What is more, he said, just 13 sets of triplets and 159 sets of twins have been born in over 4,000 pregnancies, using various types of treatment, at the SOFT clinic.
Nevertheless, the fertility society is now developing stringent guidelines for IUI — as well as other, higher-profile treatments — that it hopes will be adopted by the provinces as regulations, said Dr. Laskin.
Ms. Aitken and her husband sought fertility treatment because of her ovulation difficulties and his reduced sperm count. She underwent 10 “cycles” of IUI before giving birth finally in October 2003. She went back again, had three more full cycles and one cancelled one where she just got the drugs, and then another baby. In trying to have a third child, she submitted to a further 11 IUI and three IVF treatments. By this time, however, the use of potent drugs to boost ovulation — and produce more eggs — for each insemination had taken a serious toll, she and some experts maintain. An ultrasound showed she had several large ovarian cysts, while her levels of the hormone estradiol were sky-high, according to a surgical report, potentially raising the risk of stroke.

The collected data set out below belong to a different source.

PR #131, opened 2025-04-10
feat(scripts): admin register names if provided in init script

### LINKED ISSUE #83: Initial list of names
Is there already a way to register an initial list of names from the init script? If not, add one.

Thoralf-M:
Added functionality so the admin can register names if provided in the init script

If there is a `scripts/init/namesToRegister.csv` file it will create an extra transaction to register the names provided there and sends them to the admin address. Later they can be sent to the respective addresses using the `transfer-names.ts` script

I removed the eslint-plugin-header dependency and check as it's limited to only a single header, we can't have
```
// Copyright (c) Mysten Labs, Inc.
```
and
```
// Copyright (c) 2025 IOTA Stiftung
```
with it

Fixes https://github.com/iotaledger/iota-names/issues/83

Tested by running `ts-node init/init.ts localnet 0x88031651332a044cca8261bbb12396a629e9f7d9fa9bcac70faae2f05c6e5d2f`
The names get registered and then since another admin address is provided also sent to the admin address
```
Registering 2 names: {
  '000.iota': '0x0000000000000000000000000000000000000000000000000000000000000000',
  'bitcoin.iota': undefined
}
```

Note: if one would try to register more than ~2040 names it would fail because of transaction limits and we don't split them into multiple txs


.eslintrc.cjs
```diff
@@ -54,15 +54,6 @@ module.exports = {
...
 		],
-		'header/header': [
-			2,
-			'line',
-			[
-				' Copyright (c) Mysten Labs, Inc.',
-				' Modifications Copyright (c) 2025 IOTA Stiftung',
-				' SPDX-License-Identifier: Apache-2.0',
-			],
-		],
```
thibault-martinez, line 65: How come?

scripts/init/setup.ts
```diff
@@ -46,6 +46,14 @@ export const setup = async (packageInfo: PackageInfo, network: string) => {
...
 	const txb = new Transaction();
 
+	// authorize admin module
+	authorizeApp({
+		txb,
+		adminCap: packageInfo.IotaNames.adminCap,
+		iotaNames: packageInfo.IotaNames.iotaNames,
+		type: `${packageInfo.IotaNames.packageId}::admin::Admin`,
+		iotaNamesPackageId: packageInfo.IotaNames.packageId,
+	});
```
thibault-martinez, line 56: Does it not fall under the for loop below?

.eslintrc.cjs
thibault-martinez: Ah, you explained, sorry

scripts/init/setup.ts
Thoralf-M: One could somehow merge it, but I didn't as this is just a module here and not an own package

scripts/reserved-names/reserve-names.ts
```diff
@@ -0,0 +1,51 @@
...
+	iotaNamesPackageId: string,
+	adminCap: string,
+	iotaNamesObjectId: string,
+) => {
+	return txb.moveCall({
+		target: `${iotaNamesPackageId}::admin::reserve_domains`,
+		arguments: [
+			txb.object(adminCap),
+			txb.object(iotaNamesObjectId),
+			txb.pure.vector('string', Object.keys(nameAddressPairs)),
```
thibault-martinez: So for my understanding, we disregard the addresses because `reserve_domains` send to ctx which is the admin? `transfer-names.ts` will later operate on the same `namesToRegister.csv` file to actually send them to the addresses?

Thoralf-M: The path for the files would be adjusted so `transfer-names.ts` actually makes use of it, but otherwise that's the idea, yes

scripts/init/names-to-register.csv
```diff
@@ -0,0 +1,4 @@
+# Names to register during the init process
+# Format (name without ".iota"): <name>,[address]
```
thibault-martinez:
```suggestion
# Format (name without ".iota"): <name>[,address]
```

scripts/init/names-to-register.csv
```diff
@@ -0,0 +1,4 @@
...
+000,0x0000000000000000000000000000000000000000000000000000000000000000
+bitcoin
```
thibault-martinez: I think I would actually comment them

Thoralf-M: https://github.com/iotaledger/iota-names/pull/131/commits/75deb1b0d6271e52495f51ae8128326978be7197

scripts/init/names-to-register.csv
Thoralf-M: https://github.com/iotaledger/iota-names/pull/131/commits/75deb1b0d6271e52495f51ae8128326978be7197

thibault-martinez: No?

Thoralf-M: Right, here https://github.com/iotaledger/iota-names/pull/131/commits/4198e5140ebe5e4f2fc4e363004e0d29c82dadde

scripts/reserved-names/reserve-names.ts
```diff
@@ -0,0 +1,59 @@
...
+
+import fs from 'fs';
+import { Transaction } from '@iota/iota-sdk/transactions';
+import { IOTA_CLOCK_OBJECT_ID, isValidIotaAddress } from '@iota/iota-sdk/utils';
+
+import { isValidIotaName, normalizeIotaName } from '../../sdk/src/utils';
+
+const YEARS_TO_RESERVE = 1;
+
+// Parses a CSV file with <name>,[address] pairs, names without ".iota"
```
thibault-martinez:
```suggestion
// Parses a CSV file with <name>[,address] pairs, names without ".iota"
```

Thoralf-M: Btw I made the code so it works also if there is a `,` without an address :trollface:

scripts/reserved-names/reserve-names.ts
```diff
@@ -0,0 +1,59 @@
...
+			}
+			nameAddressPairs[normalizedName] = address || undefined;
+			return undefined;
+		});
+	return nameAddressPairs;
+};
+
+export const reserveDomains = (
+	txb: Transaction,
+	nameAddressPairs: Record<string, string | undefined>,
```
thibault-martinez: Ok I'm annoying now so feel free to discard: I would just take the names, you already have `Object.keys` in init to check the length, just pass this, cleaner AP IMO

thibault-martinez (approved):

scripts/init/init.ts
```diff
@@ -35,12 +37,35 @@ export const init = async (
 	console.log('Published:', published);
 	await setup(published, network);
 
+	const client = getClient(network);
+	const packageInfo = readPackageInfo(network);
+
+	let namesToReserveFile = './init/names-to-register.csv';
+	if (fs.existsSync(namesToReserveFile)) {
+		const nameAddressPairs = parseCsvFile(namesToReserveFile);
```
DaughterOfMars, line 45: CSV seems like a weird format for KV pairs. Maybe json would be better?

thibault-martinez: I don't mind whether it's CSV or JSON but I wouldn't say CSV is weird, we already use it extensively for pairs in a lot of projects

DaughterOfMars: I guess that's fair. I don't use CSV a lot

scripts/reserved-names/reserve-names.ts
Thoralf-M: Makes sense, changed in https://github.com/iotaledger/iota-names/pull/131/commits/e5c64b95b445365df36583b92fb1b1a5f6fb2363

DaughterOfMars (approved):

The report says emergency surgery found the adnexa — ovaries, fallopian tubes and surrounding tissue — were bleeding, very large and “grossly abnormal,” prompting surgeons to remove Ms. Aitken’s ovaries. Reports by pathologists at two London-area hospitals blamed the harm on ovulation drugs. Dr. Martin has since said he advised her often against undergoing repeated, back-to-back treatments, although he still does not believe the surgery was necessary or that the drugs harmed his patient’s ovaries.
Ms. Aitken maintains the physician only once ever suggested she take a break between procedures, while insisting the treatments posed little health risk, reassurances she admits she was willing to accept in her deep wish to build a family.
“Emotionally, financially, socially, physically and mentally, you are so vulnerable,” she said. “Whatever hope the doctor provides to you, you just cling on to that and pray that you get pregnant.”